··· DATA EXTRACTS
PR #4078, opened 2021-02-10
feat: define short function name easy to use

lockp111:
define short function name easy to use "Scopes"

#### before:
```golang
func WithUsername(name string) func(db *gorm.DB) *gorm.DB) error {
	return func(db *gorm.DB) *gorm.DB {
		return db.Where("username = ?", name)
	}
}

func DeleteUser(scope ...func(db *gorm.DB) *gorm.DB) error {
	return sysDB.
		Scopes(scope...).
		Delete(&model.User{}).
		Error
}
```

#### after:
```golang
func WithUsername(name string) gorm.Scope {
	return func(db *gorm.DB) *gorm.DB {
		return db.Where("username = ?", name)
	}
}

func DeleteUser(scope ...gorm.Scope) error {
	return sysDB.
		Scopes(scope...).
		Delete(&model.User{}).
		Error
}
```

### DIFF
--- a/chainable_api.go
+++ b/chainable_api.go
@@ -9,6 +9,9 @@ import (
 	"gorm.io/gorm/utils"
 )
 
+// Scope define short function name easy to use
+type Scope func(*DB) *DB
+
 // Model specify the model you would like to run db operations
 //    // update all users's name to `hello`
 //    db.Model(&User{}).Update("name", "hello")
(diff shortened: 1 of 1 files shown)


abelseniorly:
@lockp111 eventhough I like to define Scope function, it would confuse many with the older gorm v1 Scope... So I think this might not be necessary... @jinzhu whats your take?

lockp111:
> @lockp111 eventhough I like to define Scope function, it would confuse many with the older gorm v1 Scope... So I think this might not be necessary... @jinzhu whats your take?

Why not? It makes coder easier read the code.

jinzhu:
honestly, I don't think this is necessary, it doesn't make users easier to understand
······
PROBLEM REQUIREMENTS → Lines of the material that contain the word "think" are to be gathered.

EXERCISE RESPONSE →
@lockp111 eventhough I like to define Scope function, it would confuse many with the older gorm v1 Scope... So I think this might not be necessary... @jinzhu whats your take?
> @lockp111 eventhough I like to define Scope function, it would confuse many with the older gorm v1 Scope... So I think this might not be necessary... @jinzhu whats your take?
honestly, I don't think this is necessary, it doesn't make users easier to understand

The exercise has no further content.